We've all been waiting for the other shoe to drop for the Pirates. We were waiting in late May when stats started popping up about how they hadn't been over .500 this late in the season since George W. Bush's first term. We were waiting in late June when it seemed impossible that they could win another close game with clutch bullpen help and timely hitting. We were waiting for them to collapse right before the All-Star break. We were waiting for them to collapse right after the All-Star break.
Then came that crucial 13 game string against strong competition. We were sure that they would fall apart then. They were actually far enough above .500 that a rough streak against good teams wouldn't hurt them too much in the standings. Then the 19th inning debacle against the Braves. Then the Phillies swept the Buccos at Philly. But, that could actually be excused. It wasn't so much that Philadelphia excused the Pirates as a shoddy club. It was that the Philadelphia Phillies announced, emphatically, that they are a really, really good team. So much so that ESPN.com took a look at other great NL teams of the last 30 years to see how the Phillies stack up.
As the saying goes, though, one sweep does not a ten game losing streak make. That's a saying, right? No? Well, it is now.
The Pirates got crushed in consecutive home series by the Cubs and Padres. The rotation had an extremely bad run, the bullpen imploded, the hitting was not-so-timely, and the offense is not built to score ten or more runs in any game. For anyone that thought Derrek Lee and Ryan Ludwick were going to save this line-up, I have some Bear Sterns stock I would like to sell you. Leave your PayPal information in the comments.

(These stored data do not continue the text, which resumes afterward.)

PR #358, opened 2025-06-03
[ATfE] Enable aarch64 compiler-rt tests

vhscampos:
After recent bug fixes, the AArch64 compiler-rt tests are passing, therefore we are able to enable them all.


pratlucas (approved):
LGTM. Thanks for the work to enable those tests!

PR #363, opened 2025-06-05
[ATfL] build.sh modification to generate flang/armflang manpages

pawosm-arm:
This commit removes disablement of generating the flang docs (man pages). It was disabled as it had been failing. We had to wait until a fix for generating flang manpages has landed upstream. See https://github.com/llvm/llvm-project/pull/141882

### DIFF
--- a/arm-software/linux/build.sh
+++ b/arm-software/linux/build.sh
@@ -82,7 +82,6 @@ COMPILER_CMAKE_FLAGS=(
     -DCMAKE_SKIP_RPATH=No
     -DCMAKE_SKIP_INSTALL_RPATH=No
     -DLLVM_BUILD_DOCS=ON
-    -DFLANG_INCLUDE_DOCS=OFF
     -DLLVM_ENABLE_SPHINX=ON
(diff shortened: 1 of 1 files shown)


pawosm-arm:
This PR had to wait until a fix for generating flang manpages has landed upstream.

arm-software/linux/build.sh
```diff
@@ -82,7 +82,6 @@ COMPILER_CMAKE_FLAGS=(
     -DCMAKE_SKIP_RPATH=No
     -DCMAKE_SKIP_INSTALL_RPATH=No
     -DLLVM_BUILD_DOCS=ON
-    -DFLANG_INCLUDE_DOCS=OFF
```
kiranchandramohan, line 85: Why are we switching this off? This is also not mentioned in the summary.

pawosm-arm: We were switching it OFF as it used to fail before a recent upstream change has merged. Now in this commit I'm removing the line that switched generating the flang pages off.

pawosm-arm: I've added a reference to the relevant upstream PR in this PR commit message.

PR #364, opened 2025-06-05
Update run_fvp and run_qemu scripts, to capture and return the stdout and stderr to the calling function.

vrukesh:
Update run_fvp and run_qemu scripts, to capture and return the stdout and stderr to the calling functions.
This can also be useful for automation, and viewing the error strings.


arm-software/embedded/arm-runtimes/test-support/run_fvp.py
```diff
@@ -212,4 +212,4 @@ def run_fvp(
         result_stdout = result.stdout
 
     sys.stdout.buffer.write(result_stdout)
-    return result.returncode
+    return result.returncode, result.stdout.decode(), result.stderr.decode() if result.stderr != None else ""
```
statham-arm, line 217: In this kind of situation it's a good idea to add the `errors='replace'` argument to the decode calls. Then any bytes that aren't legal UTF-8 will be turned into a Unicode replacement character � instead of causing an exception.

If the program under test does emit invalid UTF-8, we still want to see in the log file what it _was_, so that we can get a clue about what went wrong. A Python exception that stops the script from showing us the useful detail isn't good for anyone.

PR #457, opened 2025-08-01
[ATfE] Throw an error if a requested variant name is not found

dcandler:
By default the toolchain enables all available library variants to be built, but a list of specific variants can instead be enabled through the `-DLLVM_TOOLCHAIN_LIBRARY_VARIANTS` option. Currently, if an invalid name is specified, the configuration will not notice and that variant will silently not be built. This patch instead causes the script to throw an error, so that it is clear that an expected variant is missing if the name is incorrect.


dcandler:
> Wouldn't it be easier to check if ${lib_def} is empty?

`${lib_def}` won't be empty if an invalid name is included in the enable list: the build script is looping through each available variant to check whether it should be enabled or not.

saturn691 (approved):
Ok, fair enough

PR #458, opened 2025-08-01
[ATFE] Add note on header resolution issues when bypassing multilib with --sysroot.

simpal01:


saturn691 (approved):
Edit title to [ATfE]

arm-software/embedded/README.md
```diff
@@ -143,24 +143,11 @@ To display the directory selected by the multilib system, add the flag
...
--lcrt0-semihost \
--lsemihost \
--T picolibc.ld \
--o example example.c
-```
+Multilib headers are distributed across both `target level` and `variant level` directories.
+As a result, using a single `--sysroot` path to override multilib selection is no longer viable.
+Headers have to be pulled from multiple locations including both target and variant specific
+directories which the multilib system handles automatically. Therefore, specifying `--sysroot`
+to bypass multilibs can cause problems with header resolution, and is not recommended in this setup.
```
MarkMurrayARM: Is there any way of directly specifying a multilib? I suspect there is not, in which case this note should say so explicitly, rather than implying it.

MarkMurrayARM (changes requested):

arm-software/embedded/README.md
voltur01: +1

I think it should be very simple and direct statement, maybe even a warning to highlight.

The warning below does not make sense anymore - it was useful when --sysroot was available so there was a chance that someone depended on it.

simpal01: Done

arm-software/embedded/README.md
```diff
@@ -143,30 +143,10 @@ To display the directory selected by the multilib system, add the flag
...
--T picolibc.ld \
--o example example.c
-```
-
 > [!WARNING]
-> The naming convention for the library variant directories is an
-> implementation detail that can change between releases without notice,
-> thus it is best not to depend on specific library variant names in your
-> project build scripts.
+> --sysroot is not a substitute for multilib selection
```
voltur01:
```suggestion
> `--sysroot` is not a substitute for multilib selection.
```

arm-software/embedded/README.md
```diff
@@ -143,30 +143,10 @@ To display the directory selected by the multilib system, add the flag
...
+> The --sysroot option cannot be used to override multilib logic
```
voltur01:
```suggestion
> The `--sysroot` option cannot be used to override multilib logic
```

arm-software/embedded/README.md
```diff
@@ -143,30 +143,10 @@ To display the directory selected by the multilib system, add the flag
...
+> or manually select an arbitrary variant.
```
voltur01:
```suggestion
> or manually select an arbitrary library variant.
```

arm-software/embedded/README.md
simpal01: Done

arm-software/embedded/README.md
simpal01: Done

arm-software/embedded/README.md
simpal01: Done

PR #462, opened 2025-08-01
[ATfE] Fix downstream xfail patch about uses of `atomic`

vhscampos:
One of the xfailed tests that use `atomic` has changed location, so we had to also relocate the corresponding `lit.local.cfg` to the same location.


saturn691 (approved):
Can you edit the description to add the link of the commit that moved this test? If that's too much work, then it's ok, otherwise, LGTM

PR #463, opened 2025-08-04
Revert the upstream picolibc removal of dummyhost library.

MarkMurrayARM:
This is not an approach that is going to be used in later releases, but it does give us time to work on a more complete solution.


voltur01 (approved):
Thank you!

PR #465, opened 2025-08-05
[ATfE] Throw an error if a requested variant name is not found (#457)

dcandler:
By default the toolchain enables all available library variants to be built, but a list of specific variants can instead be enabled through the `-DLLVM_TOOLCHAIN_LIBRARY_VARIANTS` option. Currently, if an invalid name is specified, the configuration will not notice and that variant will silently not be built. This patch instead causes the script to throw an error, so that it is clear that an expected variant is missing if the name is incorrect.

(cherry picked from commit 2bce241944438676ec85a68cfe2cd7b3f0e5baa3)


MarkMurrayARM (approved):
Looks good!

PR #469, opened 2025-08-06
[ATfE] Enable compiler-rt tests on Armv8.1-M Main variants

vhscampos:
The compiler-rt tests on Armv8.1-M Main are passing, so it's time we enable them.


saturn691 (approved):
LGTM

PR #471, opened 2025-08-07
[ATfE] Enable picolibc, compiler-rt and libcxx texts for armv4t and armv5te exn_rtti

vhscampos:
The tests are passing now, so we can enable them.


MarkMurrayARM (approved):
LGTM.

PR #472, opened 2025-08-07
[ATfE]: Fix Windows llvmlibc sample to allow exception handling.

vrukesh:
[ATfE]: Fix Windows llvmlibc sample to allow exception handling.


saturn691 (changes requested):
Remove the `:` in the title

saturn691 (approved):

PR #473, opened 2025-08-07
[ATfE] Executor to run a binary with either of QEMU or FVP

vrukesh:
[ATfE] Executor to run a binary with either of QEMU or FVP


arm-software/embedded/arm-runtimes/test-support/generic-test-executor.py
```diff
@@ -0,0 +1,145 @@
...
+# See https://llvm.org/LICENSE.txt for license information.
+# SPDX-License-Identifier: Apache-2.0 WITH LLVM-exception
+#
+
+# This is a generic executor script to execute tests with the supported models, such as QEMU or FVPs.
+
+from run_qemu import run_qemu
+from run_fvp import run_fvp
+import argparse
+import os
```
dcandler, line 16: `os` is unused, so there is no reason to import it.

arm-software/embedded/arm-runtimes/test-support/generic-test-executor.py
```diff
@@ -0,0 +1,145 @@
...
+import pathlib
+import sys
+
+
+def run(args):
+    # Some tests expect argv[0] to be literally "program-name", not
+    # the actual program name.
+    argv = ["program-name"] + args.arguments
```
dcandler, line 24: > Some tests expect argv[0] to be literally "program-name"

Which tests? What effect will this have on the tests that don't expect it?

arm-software/embedded/arm-runtimes/test-support/generic-test-executor.py
```diff
@@ -0,0 +1,145 @@
...
+        help='list of arguments to pass to qemu, separated with ":"',
+    )
+    parser.add_argument(
+        "arguments",
+        nargs=argparse.REMAINDER,
+        default=[],
+        help="optional arguments for the image",
+    )
+    args = parser.parse_args()
+    print("args: " + str(args))
```
dcandler, line 119: This looks like it should be debug output, not something that is always printed.

arm-software/embedded/arm-runtimes/test-support/generic-test-executor.py
```diff
@@ -0,0 +1,145 @@
...
+    # Top-level required argument
+    parser.add_argument(
+        "--test_executor",
+        required=True,
+        choices=["fvp", "qemu"],
+        help="Executor type: fvp or qemu",
+    )
+
+    # Common arguments
+    parser.add_argument("--image", help="image file to execute")
```
dcandler, line 66: Since `--image` is common and required across both executors, could it not be a positional argument? The image name followed any arguments to be passed to it would be a more natural way to run something.

arm-software/embedded/arm-runtimes/test-support/generic-test-executor.py
```diff
@@ -0,0 +1,145 @@
...
+        help="model name for FVP",
+    )
+    parser.add_argument(
+        "--fvp_config",
+        action="append",
+        help="FVP config file(s) to use",
+    )
+    parser.add_argument(
+        "--tarmac",
+        help="file to wrote tarmac trace to (FVP only)",
```
dcandler: Spelling: write

dcandler (changes requested):
I'm not keen on adding yet another wrapper script which duplicates most of the same functionality which is already available in another script. Especially as there is nothing using this script in our existing testing, which will make it harder to maintain.

Given how much overlap there is with the picolibc test script, it would make more sense to me to consolidate the functionality instead of splitting it further. The picolibc, lit-exec-fvp, lit-exec-qemu and now this generic script all essentially do the same thing, which is juggle around command options and arguments for the underlying script.

arm-software/embedded/arm-runtimes/test-support/generic-test-executor.py
vrukesh: Fixed !

vrukesh:
Planning to use scripts run_fvp or run_qemu directly.

PR #478, opened 2025-08-11
[ATfE] Enable all v7-M, v8-M, and v8.1-M variants for LLVM-libc tests

saturn691:
#420 introduced hermetic testing for LLVM-libc. However, it did not enable all variants. Now we enable all possible variants that compile, to prepare for use in pre-merge scripts.


MarkMurrayARM (approved):
This may be trouble. But break early, break often.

Bad news is that they didn't get Hunter Pence. A real team with genuine playoff aspirations and deep pockets got him. Good news is that they gave up a player to be named later and some cash for two old guys that are helping -- and will help -- the offense, if for no other reason than they make it easier for Clint Hurdle to set his line-up against lefties. Also, we were able to finally, mercifully, put the Lyle Overbay Experiment to sleep. It's kinda funny that he went to go live on a farm, in Indianapolis.
The thing is that it would be mean -- and inaccurate -- to characterize this team as just the "Same Old Pirates." This is a team that captured our imagination from late May through the beginning of Steeler training camp. They gave us something that Pirate fans have not felt in a very long time: Hope. Many casual fans have jumped off the bandwagon. That's fine. There will be plenty of room for them the same time next year.
This is a young deep with a fairly strong minor league system. Charlie Morton, James McDonald and possibly Paul Maholm and Jeff Karstens should only get better. Neil Walker, Chase D'Arnaud, Brandon Wood, Alex Pressley, and possibly even Andrew McCutchen will get better. There's always the hope that Brad Lincoln will pan out. I think that Gerrit Cole will contribute sooner, rather than later, in a Stephen-Strasburg-but-not-needing-Tommy-John-surgery kind of way.
The Buccos went from sucking, to not sucking, to overachieving, to just plain achieving in a little over half a season. To say that they've regressed to their former, sucking ways in just seven games is jumping the gun. They're not going to win the division. They're not going to win the wild card. But, dammit, they stayed relevant up through when camp opened in Latrobe, and that's significant.
I know that Hurdle thinks that 500 is just a number, but that's the most realistic number that this team has left. It's the number that the fans -- fair weather or not -- have been thinking about since Clinton left office. That's all they have and that's where they need to get. In a season full of ups and downs, breaking even would be a huge victory.